TASK OBJECTIVE. Reading the data below, count the lines that carry the string "issues". Give nothing but the count.

PROVIDED RECORDS.

PR #60, opened 2023-02-01
Add automated test

### LINKED ISSUE #25: Add automated tests

srid:
Resolves #25. To be squash merged.

- Add `./test` that aims to use all features of haskell-flake
- Add `./test/test.sh` that verifies that the devshell of `./test` is as one would expect
- Add `./runtest.sh` at project root to run the full test
- Run the same ^ in Github Actions

I'm *not* entirely happy with this approach; in particular, `test.sh` seems pretty hacky. But it works. Not sure if it will scale.

I just would like to have some sort of automated tests before doing substantial changes to `haskell-flake`.


roberth:
> I'm _not_ entirely happy with this approach

Me neither, but it seems to get the job done.
Improvements are kind of blocked Flakes improvements like
 - https://github.com/NixOS/nix/issues/6124
 - https://github.com/NixOS/nix/issues/7028
 - https://github.com/NixOS/nix/issues/7730
 - possibly https://github.com/NixOS/nix/pull/6530 for `..` input urls?

srid:
Yea, let's go with it for now and make it perfect when the time is right.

SOLUTION. 3